Sin embargo la patente de Lipman, que obtuvo el 30 de marzo de 1858, no tenía un cilindro de metal con una línea roja, sino que el borrador era instalado dentro del lápiz de la misma manera que la mezcla de grafito y arcilla; y si se gastaba al borrar, se podía tajar el lápiz por esa punta y seguir borrando hasta que se encontrara con la mina. Algo más complicado que poner una punta de borrador pero más útil que esa pequeña goma que tenemos hoy y que siempre se acaba primero que el lápiz.

Hoy sigo sin usar lápices para cosas definitivas: escribir en mis libretas, subrayar los libros, hacer listas y dejar notas por ahí se lo dejo a la tinta. A veces tomo algún lápiz de la colección para completar ejercicios en libros de idiomas, hacer borradores de cartas o trazar líneas que luego repasaré con lapicero; es decir, cuando sé que es muy probable que me equivoque. El lápiz es para mí un simulacro.

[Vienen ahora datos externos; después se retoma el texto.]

Issue #623, opened 2018-05-11
prefixed with ./. the url of template or style file


wKoza:
Example:

This code

```typescript
@Component({
  selector: 'toh-heroes',
  templateUrl: 'heroes.component.html',
  styleUrls:  ['heroes.component.css']
})
```

should fail.

wKoza:
see [Style guide 05-04](https://angular.io/guide/styleguide#style-05-04)

PR #725, opened 2018-11-23
feat(rule): add new Rule RelativePathExternalResourcesRule

wKoza:
The ./ prefix is standard syntax for relative URLs; don't depend on Angular's current ability to do without that prefix.

Rationale: A component relative URL requires no change when you move the component files, as long as the files stay together.

related to #623

### DIFF
--- a/src/relativeUrlPrefixRule.ts
+++ b/src/relativeUrlPrefixRule.ts
@@ -6,7 +6,7 @@ import * as ts from 'typescript';
 export class Rule extends Rules.AbstractRule {
   static readonly metadata: IRuleMetadata = {
     description: "The ./ prefix is standard syntax for relative URLs; don't depend on Angular's current ability to do without that prefix.",
-    descriptionDetails: 'See more at https://angular.io/guide/styleguide#style-05-04.',
+    descriptionDetails: 'See more at https://angular.io/styleguide#style-05-04.',
     rationale: 'A component relative URL requires no change when you move the component files, as long as the files stay together.',
     ruleName: 'relative-url-prefix',
     options: null,
@@ -51,14 +51,14 @@ export class RelativePathExternalResourcesRuleWalker extends NgWalker {
   }
 
   private checkTemplateUrl(url: string, initializer: ts.StringLiteral) {
-    if (url && !/^.\/./i.test(url)) {
+    if (url && !/^\.\/[^\.\/|\.\.\/]/.test(url)) {
       this.addFailureAtNode(initializer, Rule.FAILURE_STRING);
     }
   }
 
   private checkStyleUrls(token: ts.StringLiteral) {
     if (token && token.text) {
-      if (!/^.\/./i.test(token.text)) {
+      if (!/^\.\/[^\.\/|\.\.\/]/.test(token.text)) {
         this.addFailureAtNode(token, Rule.FAILURE_STRING);
       }
     }
--- a/src/relativeUrlPrefixRule.ts
+++ b/src/relativeUrlPrefixRule.ts
@@ -15,7 +15,7 @@ export class Rule extends Rules.AbstractRule {
     typescriptOnly: true
   };
 
-  static readonly FAILURE_STRING = 'The ./ prefix is standard syntax for relative URLs. (https://angular.io/guide/styleguide#style-05-04)';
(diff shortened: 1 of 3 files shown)


src/relativeUrlPrefixRule.ts
```diff
@@ -0,0 +1,66 @@
...
+    descriptionDetails: 'See more at https://angular.io/guide/styleguide#style-05-04.',
+    rationale: 'A component relative URL requires no change when you move the component files, as long as the files stay together.',
+    ruleName: 'relative-url-prefix',
+    options: null,
+    optionsDescription: 'Not configurable.',
+    type: 'maintainability',
+    typescriptOnly: true
+  };
+
+  static readonly FAILURE_STRING = 'The ./ prefix is standard syntax for relative URLs. (https://angular.io/guide/styleguide#style-05-04)';
```
mgechev: https://angular.io/styleguide#style-05-04 should also work

src/relativeUrlPrefixRule.ts
```diff
@@ -0,0 +1,66 @@
+import { IOptions, IRuleMetadata, RuleFailure, Rules } from 'tslint/lib';
+import { SourceFile } from 'typescript/lib/typescript';
+import { NgWalker } from './angular/ngWalker';
+import * as ts from 'typescript';
+
+export class Rule extends Rules.AbstractRule {
+  static readonly metadata: IRuleMetadata = {
+    description: "The ./ prefix is standard syntax for relative URLs; don't depend on Angular's current ability to do without that prefix.",
+    descriptionDetails: 'See more at https://angular.io/guide/styleguide#style-05-04.',
```
mgechev: We can use https://angular.io/styleguide#style-05-04 instead.

test/relativeUrlPrefixRule.spec.ts
```diff
@@ -0,0 +1,110 @@
...
+          ruleName,
+          message: Rule.FAILURE_STRING,
+          source
+        });
+      });
+
+      it('should fail when a relative URL is prefixed by ../', () => {
+        const source = `
+                    @Component({
+                        templateUrl: '../foobar.html'
```
mgechev: Do we consider `./../foobar.html` correct in this case?

src/relativeUrlPrefixRule.ts
```diff
@@ -0,0 +1,66 @@
...
+    return this.applyWithWalker(new RelativePathExternalResourcesRuleWalker(sourceFile, this.getOptions()));
+  }
+}
+
+export class RelativePathExternalResourcesRuleWalker extends NgWalker {
+  constructor(sourceFile: SourceFile, options: IOptions) {
+    super(sourceFile, options);
+  }
+
+  visitClassDecorator(decorator: ts.Decorator) {
```
mgechev: This method can be simplified if you use `visitNgComponent`.

test/relativeUrlPrefixRule.spec.ts
wKoza: good catch

src/relativeUrlPrefixRule.ts
wKoza: Using `visitNgComponent` was my first thought. Unfortunately, I can't access to 'templateUrl' et 'styleUrls'. It seams more efficient with inline template.

test/relativeUrlPrefixRule.spec.ts
```diff
@@ -105,6 +120,21 @@ describe(ruleName, () => {
           source
         });
       });
+
+        it('should fail when a relative URL is prefixed by ../', () => {
+            const source = `
+                    @Component({
+                        templateUrl: '.././foobar.html'
```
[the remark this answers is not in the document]
wKoza: The style guide Angular says: 
> Why? A component relative URL requires no change when you move the component files, **as long as the files stay together**.

I understood that like 'in the same folder' (mainly in an Angular CLI environment)  but, indeed, it can lead to different interpretations.

Our rationale is `when you move the component files`. So, we should accept all relative urls. 
In my IDE, if I move a component with a relative url, my IDE fixes the new path automatically. 
I agree that `./../` is unclean but, for me, it's the same thing than `../`.

Do you know what I mean ? I can fix it quickly with this in mind (we accept all relative paths).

Así lo aprendí, pero no sigan mi ejemplo.

En cambio, sigan el del profesor de sexto grado del periodista y editor argentino Juan Forn que le enseñó que los lápices no se guardan: “un tipo que intentaba inútilmente abrir nuestras cabezas y se enfurecía cuando coloreábamos mariconamente nuestros dibujos para que no se nos gastaran los lápices: una vez me arrancó la hoja de la mano, se apropió de mi adorada caja de Caran D’Aches y fue consumiendo mis lápices y obligándome a sacarles punta y pasárselos de vuelta hasta que aquella hoja Canson se convirtió en una masa vibrante, asombrosa, de color (hasta me pareció que pesaba el doble cuando me la devolvió) y mi caja de Caran D’Aches era una ruina”. 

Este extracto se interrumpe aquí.